Cyrus and Solomon Built the Temple the Same Way for Different Reasons
The Talmud examines one small detail of Temple construction, timber in the walls, to decide whether Cyrus the Great was righteous or secretly planning arson.
There is a talmudic argument about wood in a wall that is actually an argument about whether you can trust a king who does the right thing for the wrong reason.
The setting is the reconstruction of the Jerusalem Temple after the Babylonian exile. The Book of Ezra records that King Cyrus of Persia, who conquered Babylon in 539 BCE, issued a decree permitting the Jews to return to their land and rebuild the Temple. He funded part of the construction. He returned the Temple vessels Nebuchadnezzar had looted.
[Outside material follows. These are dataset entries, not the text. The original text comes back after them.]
PR #113, opened 2022-06-24
Use ghcr image

duduta:
Hi, I updated the workflow so that it now uses the ghcr image when building the binary.

On an unrelated note, I noticed that the deploy steps, flash_debug and flash_release, are both deploying on hardware (the same hardware?), potentially at the same time. 
Steps in workflows are running in different processes, which could run concurrently on a Raspberry, so it shouldn't work or, at best, it might "work" with unexpected crashes. 
What am I missing?

### DIFF
--- a/.github/workflows/c-cpp.yml
+++ b/.github/workflows/c-cpp.yml
@@ -32,15 +32,15 @@ jobs:
         run: |
           chmod +x /opt/st/stm32cubeide_1.9.0/headless-build.sh
           cd /opt/st/stm32cubeide_1.9.0
-          ./headless-build.sh -data /workspace -import /__w/Multichannel-Temperature-Control/Multichannel-Temperature-Control -cleanBuild 'Multichannel temperature sensor' -markerType cdt || { echo "Build Failed"; exit 1; }
+          ./headless-build.sh -data /workspace -import /__w/${{ github.event.repository.name }}/${{ github.event.repository.name }} -cleanBuild 'Multichannel temperature sensor' -markerType cdt || { echo "Build Failed"; exit 1; }
       - uses: actions/upload-artifact@v3
         with:
           name: debug_build
-          path: /__w/Multichannel-Temperature-Control/Multichannel-Temperature-Control/Debug/Multichannel\ temperature\ sensor.bin
+          path: /__w/${{ github.event.repository.name }}/${{ github.event.repository.name }}/Debug/Multichannel\ temperature\ sensor.bin
       - uses: actions/upload-artifact@v3
         with:
           name: release_build
-          path: /__w/Multichannel-Temperature-Control/Multichannel-Temperature-Control/Release/Multichannel\ temperature\ sensor.bin
+          path: /__w/${{ github.event.repository.name }}/${{ github.event.repository.name }}/Release/Multichannel\ temperature\ sensor.bin
   
   flash_debug:
     runs-on: self-hosted
--- a/.github/workflows/c-cpp.yml
+++ b/.github/workflows/c-cpp.yml
@@ -21,7 +21,11 @@ jobs:
 
   build:
     runs-on: ubuntu-latest
-    container: niuslar/stm32-cubeide-headless:latest
+    container: 
+      image: ghcr.io/niuslar/stm32-cubeide-headless:latest
+      credentials:
+        username: ${{ github.actor }}
+        password: ${{ secrets.github_token }}
     steps:
       - uses: actions/checkout@v3
       - name: Build App
--- a/.github/workflows/c-cpp.yml
+++ b/.github/workflows/c-cpp.yml
@@ -21,11 +21,7 @@ jobs:
 
   build:
     runs-on: ubuntu-latest
-    container: 
-      image: ghcr.io/niuslar/stm32-cubeide-headless:latest
-      credentials:
-        username: ${{ github.actor }}
-        password: ${{ secrets.github_token }}
+    container: ghcr.io/niuslar/stm32-cubeide-headless:latest
     steps:
       - uses: actions/checkout@v3
       - name: Build App


Vavat:
> Hi, I updated the workflow so that it now uses the ghcr image when building the binary.
> 
> On an unrelated note, I noticed that the deploy steps, flash_debug and flash_release, are both deploying on hardware (the same hardware?), potentially at the same time. Steps in workflows are running in different processes, which could run concurrently on a Raspberry, so it shouldn't work or, at best, it might "work" with unexpected crashes. What am I missing?
@duduta, You might be right about this not crashing is just us being lucky. The hardware this runs on sits in my office. It's just a rapsberry Pi + nucleo. No hardware attached. We are waiting for the PCB to be manufactured and then we'll have full hardware model of our incubator.
The deploy step does not need to flash both debug and release. In fact I'd argue this is completely unnecessary. Flashing and then thoroughly testing release build should be sufficient. Please, feel free to branch, fix, and submit a PR. 
As I mentioned before we do not have an all seeing management, we try to be self-organising, so everyone throws an idea in the air and if there are not objections we implement it. 
Except perhaps for myself. I only do what's necessary. @FrozenOxide and the rest wouldn't even let me redesign the elevator and pipetter robot so it's prettier. <-- That's an inside joke, btw. I am responsible for hardware and electronics. No time to be fancy. ;-)

Niuslar:
@duduta, thanks for changing the workflow. You're right, I didn't add the condition that flash_debug should finish before running flash_release, but I think on a self-hosted runner only one job can run at a time. 
As @Vavat said, maybe flashing debug and release is unnecessary, feel free to change the code to flash release only.

.github/workflows/c-cpp.yml
```diff
@@ -21,22 +21,26 @@ jobs:
 
   build:
     runs-on: ubuntu-latest
-    container: niuslar/stm32-cubeide-headless:latest
+    container: 
+      image: ghcr.io/niuslar/stm32-cubeide-headless:latest
```
Niuslar, line 25: In the workflow to build and push the image manually, the image name will vary depending on the username. What happens if someone else runs that workflow?

.github/workflows/c-cpp.yml
```diff
@@ -21,22 +21,26 @@ jobs:
...
+      credentials:
```
Niuslar: Why do we need credentials to run this?

.github/workflows/c-cpp.yml
```diff
@@ -21,22 +21,26 @@ jobs:
...
+        username: ${{ github.actor }}
+        password: ${{ secrets.github_token }}
     steps:
       - uses: actions/checkout@v3
       - name: Build App
         run: |
           chmod +x /opt/st/stm32cubeide_1.9.0/headless-build.sh
           cd /opt/st/stm32cubeide_1.9.0
-          ./headless-build.sh -data /workspace -import /__w/Multichannel-Temperature-Control/Multichannel-Temperature-Control -cleanBuild 'Multichannel temperature sensor' -markerType cdt || { echo "Build Failed"; exit 1; }
+          ./headless-build.sh -data /workspace -import /__w/${{ github.event.repository.name }}/${{ github.event.repository.name }} -cleanBuild 'Multichannel temperature sensor' -markerType cdt || { echo "Build Failed"; exit 1; }
```
Niuslar, line 31: Thanks this is great.

duduta:
> 



> > Hi, I updated the workflow so that it now uses the ghcr image when building the binary.
> > On an unrelated note, I noticed that the deploy steps, flash_debug and flash_release, are both deploying on hardware (the same hardware?), potentially at the same time. Steps in workflows are running in different processes, which could run concurrently on a Raspberry, so it shouldn't work or, at best, it might "work" with unexpected crashes. What am I missing?
> > @duduta, You might be right about this not crashing is just us being lucky. The hardware this runs on sits in my office. It's just a rapsberry Pi + nucleo. No hardware attached. We are waiting for the PCB to be manufactured and then we'll have full hardware model of our incubator.
> > The deploy step does not need to flash both debug and release. In fact I'd argue this is completely unnecessary. Flashing and then thoroughly testing release build should be sufficient. Please, feel free to branch, fix, and submit a PR.
> > As I mentioned before we do not have an all seeing management, we try to be self-organising, so everyone throws an idea in the air and if there are not objections we implement it.
> > Except perhaps for myself. I only do what's necessary. @FrozenOxide and the rest wouldn't even let me redesign the elevator and pipetter robot so it's prettier. <-- That's an inside joke, btw. I am responsible for hardware and electronics. No time to be fancy. ;-)
@Vavat Oki doky, I'll open a PR about that. I'm relieved to find out there's no other hardware (other than the Raspberry and Nucleo) attached yet, I've been terrified not to mess up anything. Given that I am null at embedded and engineering. "Elevator" ?? "Pipette"?? . I had to google those, that should tell you about my level, haha.

duduta:
> @duduta, thanks for changing the workflow. You're right, I didn't add the condition that flash_debug should finish before running flash_release, but I think on a self-hosted runner only one job can run at a time. As @Vavat said, maybe flashing debug and release is unnecessary, feel free to change the code to flash release only.

@Niuslar You're welcome, it's my pleasure, I'm grateful that I can contribute. As for the self-hosted runner, I think that the possibility for a race condition is the first thing I will test as soon as I set my Raspberry, it's a yummy subject for me.

.github/workflows/c-cpp.yml
duduta: Hmm, it seems that we don't. I'll remove those. It even works without credentials when the image is private, I tried on another repo. 
I also gotta fix some other thing, I realized that over the weekend, it will take a day or two.

duduta: Hi, I removed the credentials, ready to be merged when you are. (I will open another PR for the other pipeline related stuff that I wanted to polish)

Niuslar (approved):

MAhmedDev (approved):

PR #116, opened 2022-07-01
Inner loop

duduta:
Hi,
This is an attempt to better separate the inner loop from the outer-loop, inspired by this article (it is about DockerHub registry, but I think it applies to GitHub registry as well):
https://www.docker.com/blog/best-practices-for-using-docker-hub-for-ci-cd/

Inner-loop:
- build local docker image
- build app from local image

Outer-loop:
taken care of by the workflows in github.

In case we want to use the official latest ghcr image to test the latest
binary (both debug and release, present in ./Debug and ./Release folders)
- pull latest image from ghcr
- build app from latest image

Some questions remain:
1. do we still need to push/pull to/from DockerHub? Could that code be deleted?
2. does anybody from the team use "make all"? I was thinking to define it to do the inner-loop plus doxy-doc. Is that ok?


Niuslar:
Sorry I thought I left a comment the other day. I was away and didn't have time to look at this, I'll try to review it this evening.

duduta:
It's all right, it was weekend after all :) No hurry, I'm working locally and don't depend on this merge, so take your time. Hope those changes help.

MAhmedDev:
Hi @duduta 
we do not need to keep the docker hub uri if we have github registry working. We can use that for everything. docker-compose-local.yml can be deleted. 

In the future rather than duplicating the docker-compose.yml files with minor changes you can override the base file by using: docker-compose -f file_name_1.yml -f file_name_2.yml build

MAhmedDev:
**do we still need to push/pull to/from DockerHub? Could that code be deleted?**
It can be deleted

**does anybody from the team use "make all"? I was thinking to define it to do the inner-loop plus doxy-doc. Is that ok?**
make all sounds good, feel free to extend the Makefile.

Makefile
```diff
@@ -2,15 +2,21 @@ help: ## make [option]
 	@awk 'BEGIN {FS = ":.*?## "} /^[a-zA-Z_-]+:.*?## / {printf "\033[36m%-30s\033[0m %s\n", $$1, $$2}' $(MAKEFILE_LIST)
 
 build-image: ## Build docker CI image locally 
-	DOCKER_BUILDKIT=1 docker-compose -f docker-compose.yml build 
+	DOCKER_BUILDKIT=1 docker-compose -f docker-compose-local.yml build
```
MAhmedDev: you can use the --pull option to pull the latest image from the registry.

docker-compose-local.yml
```diff
@@ -0,0 +1,17 @@
+# declarations to build/run local image used for local development and testing
```
MAhmedDev: I would delete this file as we have moved to github registry

docker-compose-ghcr.yml
```diff
@@ -0,0 +1,18 @@
+# declarations used to pull from ghcr the official latest image used in production
```
MAhmedDev: this can be renamed back to docker-compose.yml

.github/workflows/c-cpp.yml
```diff
@@ -21,22 +21,22 @@ jobs:
...
-    container: niuslar/stm32-cubeide-headless:latest
+    container: ghcr.io/niuslar/stm32-cubeide-headless:latest
     steps:
       - uses: actions/checkout@v3
       - name: Build App
         run: |
           chmod +x /opt/st/stm32cubeide_1.9.0/headless-build.sh
           cd /opt/st/stm32cubeide_1.9.0
-          ./headless-build.sh -data /workspace -import /__w/Multichannel-Temperature-Control/Multichannel-Temperature-Control -cleanBuild 'Multichannel temperature sensor' -markerType cdt || { echo "Build Failed"; exit 1; }
+          ./headless-build.sh -data /workspace -import /__w/${{ github.event.repository.name }}/${{ github.event.repository.name }} -cleanBuild 'Multichannel temperature sensor' -markerType cdt || { echo "Build Failed"; exit 1; }
```
MAhmedDev: good!

docker-compose-ghcr.yml
duduta: ok, I will do that

docker-compose-local.yml
duduta: I will delete all that uses DockerHub.

Makefile
duduta: Hmm, I kinda need to still be able to build the image locally. For example, when trying to integrate Valgrind, I modified the Dockerfile, and I did that locally. I would edit the Dockerfile, build the image locally, test and repeat (what I call the "inner loop"). I did not want nor need to go all the way and push the image to the registry, it would have taken me too long to push and pull at every edit.

MAhmedDev: Hi duduta since the build option is defined in the docker-compose file it will always default to building it locally. If build option did not exist then the build command will pull from the registry (docker-compose -f filename.yml build). The --pull only works when there is no build option defined in the docker-compose, where it will pull the latest every time docker-compose -f filename.yml build --pull is called. 

Run some quick tests and I did not see a difference with the --pull tag when build option is defined in the docker-compose. I would have expected it to have pulled from the registry and then run the local build but that is not the case. The documentation is vague on the details/specifics.

duduta: Oh, sorry, my bad. I thought you meant that I should pull the image from the registry instead of building it, I saw "pull" and I panicked  :)
Yes, you are right, the documentation is vague about the --pull option of the build command. I also did some quick tests, it seems that, when you use the --pull option, it will check all the base images, the "FROM"s (in our case, ubuntu:20.04) to see if what we have locally is the freshest and if it's not, it will fetch it; if not, it will use the ubuntu:20.04 base image that we already have. (It compares the local and remote sha256 hashes). Interesting fact: if you're offline and use the --pull option, it will complain, even if you already have the FROM on your comp. This --pull option seems to be like a guarantee that the image you want to build will be built on the freshest layers possible. Please tell me if you discover otherwise :)

duduta:
Hi, @FrozenOxide, I made the changes you suggested. Feel free to tell me if there's anything else I should do. By the way, thanks for pointing out that I could override the docker-compose.yml file, I didn't know about that, I find it quite elegant.

MAhmedDev:
Hi @duduta docker-compose.local.yml can be deleted since we will likely not use/update the docker hub version.

duduta:
@FrozenOxide Oh, I only focused on changing the tag from "latest" to "local" and forgot to also edit its name and that created confusion.  
This file is only needed in order to change that tag. It's not using DockerHub registry, it is only used for building/running the image locally, for the normal course of development. 
I chose to change the tag in order to see clearly, when using the "docker images" command, where did that image come from: was it built locally (my work in progress) or was it pulled from ghcr. Also, in order to avoid having to rebuild local/ pull latest every time I need to run either of them and the current image under the name ghcr.io/niuslar/stm-32-cubeide-headless:latest is not the one I need to run.

MAhmedDev:
@duduta  docker-compose.local.yml is redundant and can be deleted

duduta:
@FrozenOxide ok, I did that

MAhmedDev (approved):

The same book of Ezra records, at chapter 6 verse 15, that the Second Temple was completed in the sixth year of the reign of King Darius. Both kings participated in rebuilding what Babylon had destroyed.
The Ein Yaakov, the sixteenth-century collection of talmudic aggadah compiled by Rabbi Jacob ibn Habib, preserves a discussion from Tractate Rosh Hashanah in which the sages ask what seems like a simple question: was Cyrus a righteous king?
R. Abahu says yes. He was righteous enough that his years were counted according to the calendar of the kings of Israel, beginning with the month of Nissan rather than the month of Tishrei. In ancient Jewish legal reckoning, this was a significant honor. It meant Cyrus was treated as belonging to the tradition of righteous kings, not foreign rulers.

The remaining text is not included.